The authors of the letter, former ministers Michael Kocab and Jan Ruml, sociologist Ivan Gabal, political scientist Fedor Gal and journalist Jan Urban, write they believe that Prague’s current uncompromising approach to refugee redistribution may undermine the Schengen area and cause the EU to fall apart.

They call on Prime Minister Bohuslav Sobotka (Social Democrats, CSSD) and the ministers to declare their readiness to accede to the redistribution of refugees in accordance with approved agreements.

“Our goal [in 1989] was to enhance unification and help remove polarisation. It is necessary to start cooperating, not to suppress cooperation and ally with others in doing so,” they wrote to the government.

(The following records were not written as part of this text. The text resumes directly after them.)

PR #17213, opened 2015-09-09
Squash an angular error about duplicate entries in a repeater

cvializ:


cvializ:
@adamjgrant small changes

adamjgrant:
Nice optimizations.

PR #17493, opened 2015-09-30
[Option 2] Less typesafe, more extensible

ryanpbrewster:
@andrewconner @camhashemi @leogrim


kifi-backend/modules/common/app/com/keepit/model/OrganizationSettings.scala
```diff
@@ -0,0 +1,136 @@
...
+
+
+sealed trait Feature[K <: FeatureKind] { self =>
+  val value: String
+  def settings: Set[FeatureSetting[K]]
+
+  private def toSetting(x: String): Option[FeatureSetting[K]] = settings.find(_.value == x)
+  def settingReads: Reads[FeatureSetting[K]] = __.read[String].map(x => toSetting(x).get)
+
+  def makePair(js: JsValue): FeatureSettingPair[K] = FeatureSettingPair(this, js.as(settingReads))
```
ryanpbrewster, line 50: This is my least favorite part of this PR

kifi-backend/modules/common/app/com/keepit/model/OrganizationSettings.scala
```diff
@@ -0,0 +1,128 @@
...
+    case InviteMembers.value => InviteMembers
+    case MessageOrganization.value => MessageOrganization
+    case ForceEditLibraries.value => ForceEditLibraries
+    case ViewOrganization.value => ViewOrganization
+    case ViewMembers.value => ViewMembers
+    case RemoveLibraries.value => RemoveLibraries
+    case CreateSlackIntegration.value => CreateSlackIntegration
+    case EditOrganization.value => EditOrganization
+    case ExportKeeps.value => ExportKeeps
+  }
```
camhashemi, line 81: `case _ => ViewOrganization` might save our ass at some point, since so many things depend on this serialization to work.

kifi-backend/modules/common/app/com/keepit/model/OrganizationSettings.scala
```diff
@@ -0,0 +1,128 @@
...
+
+import play.api.libs.json._
+
+case class OrganizationSettings(kvs: Set[FeatureSettingPair[_ <: FeatureKind]]) {
+  def setAll(newKvs: Set[FeatureSettingPair[_ <: FeatureKind]]): OrganizationSettings = {
+    val newFeatures = newKvs.map(_.feature)
+    this.copy(kvs = kvs.filter(kv => !newFeatures.contains(kv.feature)) ++ newKvs)
+  }
+
+  def set[K <: FeatureKind](newKvs: (Feature[K], FeatureSetting[K])*): OrganizationSettings = setAll(newKvs.map(kv => FeatureSettingPair(kv._1, kv._2)).toSet)
```
leogrim: I would say `with` rather than `set` since this is making a copy, not mutating anything (just like with do on models).

kifi-backend/modules/common/app/com/keepit/model/OrganizationSettings.scala
leogrim, line 50: Could call it `reads` and return a `JsResult`, maybe even have `Feature` extends the `Reads` trait?

ryanpbrewster, line 50: I have a `Feature[_]` and I need to create a `FeatureSettingPair[_]`. So somehow I need to go from `(Feature[_], JsValue) => FeatureSettingPair[_]`. I couldn't figure out a way to serialize the `FeatureSetting` and construct the `FeatureSettingPair` in two steps.

kifi-backend/modules/common/app/com/keepit/model/OrganizationSettings.scala
ryanpbrewster: :+1:

kifi-backend/modules/common/app/com/keepit/model/OrganizationSettings.scala
leogrim, line 50: Sure, just saying we can use the regular `Reads` API to make this more familiar

camhashemi, line 50: where you use this above, you start with a `JsValue` for`Feature` as well, couldn't you make this a part of `FeatureSettingPair` and have it construct both of them from two `JsValue`?

kifi-backend/modules/common/app/com/keepit/model/OrganizationSettings.scala
```diff
@@ -0,0 +1,128 @@
...
+  def settings: Set[FeatureSetting[K]]
+
+  private def toSetting(x: String): Option[FeatureSetting[K]] = settings.find(_.value == x)
+  def settingReads: Reads[FeatureSetting[K]] = __.read[String].map(x => toSetting(x).get)
+
+  def makePair(js: JsValue): FeatureSettingPair[K] = FeatureSettingPair(this, js.as(settingReads))
+}
+sealed abstract class PermissionFeature(val permission: OrganizationPermission) extends Feature[FeatureKind.Permission] {
+  val value = permission.value
+}
```
leogrim, line 54: I don't know if we should tie the feature's name to a single permission, we could have features that impact several permissions at once, or a different permission for each role.

kifi-backend/modules/common/app/com/keepit/model/OrganizationSettings.scala
```diff
@@ -0,0 +1,128 @@
...
+  case object CreateSlackIntegration extends PermissionFeature(OrganizationPermission.CREATE_SLACK_INTEGRATION) {
+    val settings: Set[FeatureSetting[FeatureKind.Permission]] = Set(DISABLED, ADMINS, MEMBERS)
+  }
+
+  case object EditOrganization extends PermissionFeature(OrganizationPermission.EDIT_ORGANIZATION) {
+    val settings: Set[FeatureSetting[FeatureKind.Permission]] = Set(DISABLED, ADMINS, MEMBERS)
+  }
+
+  case object ExportKeeps extends PermissionFeature(OrganizationPermission.EXPORT_KEEPS) {
+    val settings: Set[FeatureSetting[FeatureKind.Permission]] = Set(DISABLED, ADMINS, MEMBERS)
```
camhashemi, line 126: just got word from @JRuff42 that we're removing `MEMBERS` for this feature

PR #17496, opened 2015-09-30
deactivate all org invites when the inviter leaves the org

camhashemi:
@leogrim @ryanpbrewster


ryanpbrewster:
This is a product question. Are we sure that it makes sense to cancel a member's invites when they leave?

kifi-backend/modules/shoebox/app/com/keepit/model/OrganizationInviteRepo.scala
```diff
@@ -188,6 +189,10 @@ class OrganizationInviteRepoImpl @Inject() (val db: DataBaseComponent, val clock
     getByOrgIdAndUserIdCompiled(organizationId, userId, state).list
   }
 
+  def getByOrgIdAndInviterId(organizationId: Id[Organization], inviterId: Id[User], excludeState: Option[State[OrganizationInvite]] = Some(OrganizationInviteStates.INACTIVE))(implicit s: RSession): Seq[OrganizationInvite] = {
+    rows.filter(row => row.organizationId === organizationId && row.inviterId === inviterId && row.state =!= excludeState.orNull).run
```
ryanpbrewster, line 193: `.list`? I'm surprised that `.run` works here.

ryanpbrewster:
lgtm!

camhashemi:
@ryanpbrewster actually, this is going to change. We want to keep invites around such that we can get more people in orgs / Kifi. The question is how to do that in an elegant way.

camhashemi:
Jen (and I) wants us to keep these invites active, but `OrganizationMembershipCommander.addMembership` (justifiably) asserts that the inviter must be in the org, with appropriate permissions. If we throw away that assertion, there would be few validation checks left on adding an org membership.

One solution is to transfer the `OrganizationInvite.inviterId` to the current org owner. This ensures that all of these invites will always be acceptable. We may have to mute "invite accepted" notifications and/or inform the org owner in this case.

Curious as to your thoughts @leogrim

Apart from Prague, the mandatory quotas have been rejected by Slovakia and reservations about them have been voiced by some other countries.

According to authors of the letter, the government should enhance Czech inhabitants’ self-confidence by truthfully informing them about the numbers of illegal migrants and asylum seekers who crossed the Czech Republic or stayed there in the past 20 years without threatening the state’s operation.

In informing the public about the developments, Czech ministers should not omit the aspect of human suffering, and they should emphasise countries’ moral duty to take special measures in face of so deep a human tragedy, the letter reads.

Without firmly-set rules and a carefully organised acceptance of refugees both by Schengen’s inland countries and along the outer border, the threat of an unprecedented humanitarian crisis, chaos and security risks would arise, they warned.

“We ask the state representatives to fulfil their duties and not to transfer responsibility for their own mistakes, cowardice and inactivity onto the citizens and our – far more accommodating – partners from Germany, Austria and France, to whom we are and want to be equal,” they wrote.

The signatories of the letter, which has been addressed to Sobotka and the other ministers via Human Rights Minister Jiri Dienstbier (CSSD), include theologist Tomas Halik, political scientist Jiri Pehe, sociologist Jirina Siklova, artist Borek Sipek and senator and former Constitutional Court judge Eliska Wagnerova.